Q: What do you think needs to happen to reduce the partisan divide?

A: Well, I think partisan gerrymandering is a real problem. Some members who are in gerrymandered districts have to get through the primary but never have to worry about the general. They don’t have to focus on what people with different political leanings want and how you move forward. 

I’ll be honest, another thing that’s a problem is running every two years, because once you’re into the second year and people are looking at running again, it’s really hard to get things done. 

Q: What are you most proud of from your time here?

A: Number one, how much I’ve been out listening to my community and bringing back funding.

And I have to say, one of my proudest moments was in my first term, when I was able to pass my Right to Contraception Act in the House. That was a bill we thought of when the Roe decision was leaked, and we realized they weren’t going to stop at the stripping away of abortion rights. We got support from all the relevant outside groups and got it on the House floor within two weeks. This term, I’ve been trying to get a Republican co-lead, but we haven’t been successful. Even though they know contraception is an issue, they’re afraid to do anything that might give a benefit to Democrats.

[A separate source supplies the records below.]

PR #800, opened 2022-11-03
PLT-885 fix a bug in onchain MustPayToOtherScript

berewt:
We were making an exact comparison for non-ada values while we must have checked that the provided values of the tx cover the expectations of the constraint.

I added a test for partial spending of other tokens. 

While at it, I refactored the `MustPayToOtherScript` test suite to harmonise it with the other constraints suites.

Pre-submit checklist:
- Branch
- PR
    - [x] Self-reviewed the diff
    - [x] Reviewer requested

### DIFF
--- a/plutus-contract/test/Spec/Contract/Tx/Constraints/MustPayToOtherScript.hs
+++ b/plutus-contract/test/Spec/Contract/Tx/Constraints/MustPayToOtherScript.hs
@@ -14,6 +14,7 @@ import Control.Monad (void)
 import Test.Tasty (TestTree, testGroup)
 
 import Ledger qualified
+import Ledger qualified as PSU
 import Ledger.Ada qualified as Ada
 import Ledger.Constraints qualified as Constraints
 import Ledger.Constraints.OnChain.V1 qualified as Constraints
@@ -49,15 +50,15 @@ v1Tests :: SubmitTx -> TestTree
 v1Tests sub = testGroup "Plutus V1" $
    [ v1FeaturesTests
    , v2FeaturesNotAvailableTests
-   ] ?? sub ?? languageContextV1
+   ] ?? sub ?? PSU.PlutusV1
 
 v2Tests :: SubmitTx -> TestTree
 v2Tests sub = testGroup "Plutus V2" $
   [ v1FeaturesTests
   , v2FeaturesTests
-  ] ?? sub ?? languageContextV2
+  ] ?? sub ?? PSU.PlutusV2
 
-v1FeaturesTests :: SubmitTx -> LanguageContext -> TestTree
+v1FeaturesTests :: SubmitTx -> PSU.Language -> TestTree
 v1FeaturesTests sub t = testGroup "Plutus V1 features" $
     [ successfulUseOfMustPayToOtherScriptWithDatumInTxWithMintedToken
     , successfulUseOfMustPayToOtherScriptWithDatumInTxWhenOffchainIncludesTokenAndOnchainChecksOnlyToken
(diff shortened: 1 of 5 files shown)


plutus-contract/test/Spec/Contract/Tx/Constraints/MustPayToOtherScript.hs
```diff
@@ -49,32 +50,33 @@ v1Tests :: SubmitTx -> TestTree
...
-  ] ?? sub ?? languageContextV2
+  ] ?? sub ?? PSU.PlutusV2
 
-v1FeaturesTests :: SubmitTx -> LanguageContext -> TestTree
+v1FeaturesTests :: SubmitTx -> PSU.Language -> TestTree
 v1FeaturesTests sub t = testGroup "Plutus V1 features" $
     [ successfulUseOfMustPayToOtherScriptWithDatumInTxWithMintedToken
     , successfulUseOfMustPayToOtherScriptWithDatumInTxWhenOffchainIncludesTokenAndOnchainChecksOnlyToken
-    --, successfulUseOfMustPayToOtherScriptWithDatumInTxWhenOffchainIncludesTokenAndOnchainChecksOnlyAda -- FAILING when onchain checks for only ada value and token is present -- PLT-885
+    , successfulUseOfMustPayToOtherScriptWithDatumInTxWhenOffchainIncludesTokenAndOnchainChecksOnlyAda -- FAILING when onchain checks for only ada value and token is present -- PLT-885
```
koslambrou, line 65: Remove comment?

berewt: 🤦🏻

plutus-ledger-constraints/src/Ledger/Constraints/OnChain/V2.hs
```diff
@@ -153,12 +153,12 @@ checkTxConstraint ctx@ScriptContext{scriptContextTxInfo} = \case
                 -- provide datum.
                    Ada.fromValue txOutValue >= Ada.fromValue vl
                 && Ada.fromValue txOutValue <= Ada.fromValue vl + Ledger.maxMinAdaTxOut
-                && Value.noAdaValue txOutValue == Value.noAdaValue vl
+                && geq (Value.noAdaValue txOutValue) (Value.noAdaValue vl)
```
koslambrou, line 156: What is the logic for this instead of `==`?

berewt: The same as for ada values, we want to have at least the requested amounts of each requested values available.

koslambrou: Mmm... but for the Ada values the only reason we did that was because of the min Ada per utxo requirement. I thought this wouldn't be needed for non-Ada values. Maybe I need to check the test case to understand.

berewt:
@james-iohk Here's what's going on: `mustPayToOtherScript` was designed initially on-chain to check if the exact given value was paid to the script. **But** there was a workaround to deal with the minimum Ada of a transaction. Most of your tests were right because of this workaround, and fail if we spend a larger amount of ADA.
After a long discussion, we have decided to change the behaviour on-chain to check if the other script receive **at least** the given value and clarify it in the constraint documentation.

plutus-ledger-constraints/src/Ledger/Constraints/OnChain/V2.hs
```diff
@@ -152,13 +152,11 @@ checkTxConstraint ctx@ScriptContext{scriptContextTxInfo} = \case
...
                    Ada.fromValue txOutValue >= Ada.fromValue vl
-                && Ada.fromValue txOutValue <= Ada.fromValue vl + Ledger.maxMinAdaTxOut
-                && Value.noAdaValue txOutValue == Value.noAdaValue vl
+                && geq (Value.noAdaValue txOutValue) (Value.noAdaValue vl)
                 && txOutAddress == addr
             checkOutput (TxOutDatumInTx _) TxOut{txOutAddress, txOutValue, txOutDatum=OutputDatumHash h} =
                    Ada.fromValue txOutValue >= Ada.fromValue vl
-                && Ada.fromValue txOutValue <= Ada.fromValue vl + Ledger.maxMinAdaTxOut
-                && Value.noAdaValue txOutValue == Value.noAdaValue vl
+                && geq (Value.noAdaValue txOutValue) (Value.noAdaValue vl)
```
james-iohk, line 159: Why is this not also applied below for when tx uses inline datum?

plutus-ledger-constraints/src/Ledger/Constraints/OnChain/V2.hs
james-iohk: I had a similar thought. The most important thing is that MustMintValue is strict with the amount, which it is.

james-iohk (changes requested):

plutus-ledger-constraints/src/Ledger/Constraints/OnChain/V2.hs
berewt: As noticed during the review with James, the good thing is that the new semantic for `MustPayToOtherScript` onchain is now similar to the one of the `MusPayToPubKey` constraint.

james-iohk (approved):

koslambrou (approved):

I’m very proud of the work I’ve done in leading the Bipartisan Task Force for Combating Antisemitism. We’ve had an explosion of antisemitism in this country, and not just since Oct. 7 — it predates that. We pushed the Biden administration to put together an interagency task force, which they did, and they introduced the first-ever U.S. national strategy to counter antisemitism.

Q: What about your biggest regret?

A: That I have to leave.

Quick hits

What are you reading? “The Two-Parent Privilege,” which talks about the advantage kids have when they’re lucky enough to grow up in a two-parent household. 

In politics, can the ends justify the means? It depends on the ends. If the desired end is to be a dictator, and you do it by disrupting the peaceful transfer of power, then no.

Your least popular opinion? Apparently my least popular opinion is that gerrymandering should be outlawed by the Supreme Court.

One thing you’ll miss about Congress? I will miss working with my staff. I have this great team both in D.C. and in my district.

One thing you won’t miss? I won’t miss having to leave my husband home by himself all the time. Being a member of Congress is really hard on your spouse.